Sun’s stock has taken a beating of late, falling well below its three-year average.
A couple of months ago, I mentioned that the Oracle/Sun combination was approaching duopoly status in the data center. At the time, Sun’s stock price was still too high to qualify it as a bargain. Still, I figured when it fell below its two-year average, it would make the cut for the CU fund. And in two months’ time, the stock fell 20 points before leveling out at $30 a share at the time of this writing, down from a high of $65 a share in October, 2000.

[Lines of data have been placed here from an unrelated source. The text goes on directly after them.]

Issue #1673, opened 2026-05-30
`stats.sampling.RatioUniforms`: shape-typing


jorenham:
`rvs` currently returns ~`np.float64 | onp.ArrayND[np.float64]`~ `onp.ArrayND[np.float64]`, which could be overloaded to improve this

PR #1685, opened 2026-06-02
✨ `stats`: Narrow `RatioUniforms.rvs` return type to array of `np.float64`

loicdiridollou:
Towards #1673

Documentation did not mention the case for returning `np.float64`, only an array of `np.float64` (https://docs.scipy.org/doc/scipy/reference/generated/scipy.stats.sampling.RatioUniforms.rvs.html#scipy.stats.sampling.RatioUniforms.rvs)


scripts/scipy_usage.py
```diff
@@ -373,7 +373,7 @@ def visit_Call(self, node: ast.Call) -> None:
             (call_name := self._get_call_name(node.func))
             and (scipy_call := self._resolve_scipy_call(call_name))
         ):  # fmt: skip
-            self.calls.add(scipy_call)  # ty:ignore[possibly-unresolved-reference]  # false positive
```
jorenham, line 376: seems unrelated

tests/stats/test_resampling.pyi
```diff
@@ -86,3 +87,10 @@ assert_type(PermutationMethod(n_resamples=999), PermutationMethod)
 
 # power
 assert_type(power(_statistic_1d, np.random.standard_normal, [10, 20]), PowerResult[Any])
+
+# RationUniforms.rvs
+v = np.sqrt(np.exp(np.sqrt(2))) * np.sqrt(2)
+umax = np.sqrt(np.exp(0))
+gen = RatioUniforms(np.exp, umax=umax, vmin=-v, vmax=v)
+assert_type(gen.rvs(), onp.ArrayND[np.float64])
+assert_type(gen.rvs(size=1234), onp.ArrayND[np.float64])
```
jorenham: `RatioUniforms` is already tested in `test_sampling`, so this can be reverted

jorenham (changes requested):
The SciPy docs aren't always accurate when it comes to types. But I checked it myself, and I indeed wasn't able to get `.rvs` to return a bare `float64` scalar. Perhaps it changed somewhere between releases or something. 

Either way, good catch; thanks!

BTW, the PR title doesn't reflect the changes. This isn't about shape-typing. This just narrows the return type to make it more accurate.

jorenham (approved):

jorenham:
Thanks @loicdiridollou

You know investor confidence in tech is at a three-year low when one of the most profitable high-tech companies sees this kind of a slide. As with most of the bargains I have profiled in this space the past few months, Sun suffers from unreasonably low investor confidence, despite the fact that 13 of 23 analysts list it as a Strong Buy and nine out of the 10 remaining give it a Buy rating. Suffice to say I think the analysts are wise to ignore poor investor confidence at this time. While Sun may hover around 30 for a couple of months, I expect it to hit the mid 40s in 2001, making it a solid addition to the fund. In addition to its near-monopoly position in the high-end server market, Sun is on the cusp of greatness in two less traditional areas for the company. Its Java language and Java Virtual Machine (JVM) developments are finally reaching maturity. And as Linux is generating interest in talent pools around the globe, Sun’s Solaris is now more attractive to midsized companies.
While Java has suffered from unrealistic expectations, it is now the undisputed king of enterprise and Web programming languages. While some shops still use C++ for heavy lifting, most rely heavily on Java. And aside from a general move toward scripting languages, I don’t see a viable competitor for Java for some time. This means more royalties from JVM, which has been a minor revenue stream until now.
While Java never quite lived up to its write-once, run-anywhere hype, it is supremely portable in another sense. With the emphasis on time-to-market and programming speed, shops rely more and more on reusable components like Java Beans to quickly get programs up and running. And Java is platform-independent in another sense: It is ideally suited as a middleware language because of its ability to weld applications between many platforms and architectures. Add to this the relative ease of learning the language, and it becomes the language of choice in shops that rely on some custom applications for mission-critical functions.
One of Sun’s weaknesses over the years has been a reliance on just two market segments-the high-end server and workstation markets. While it is hard to beat in data centers and high-volume e-business infrastructure, the lack of available Solaris talent scared midsized companies away; the total cost of ownership was affected as much by the high cost of Sun’s products as by the high cost of talent to work with them. Because most of the growth in IT can be found in small-to-midsized companies, Sun has been a relatively slow-growing company, at least until the data-center building boom. But as techies are becoming more Linux- and Unix-savvy, talent is less of an issue. And Sun has also addressed its low-end offerings, making midsized growth companies a better fit for its products.
The result is a faster-growing company that also has high margins on the high end, and a good long-term future with Java. With companies like Sun in the CU fund, I’m confident I’ll see a 20 percent return during 2001’s lean times.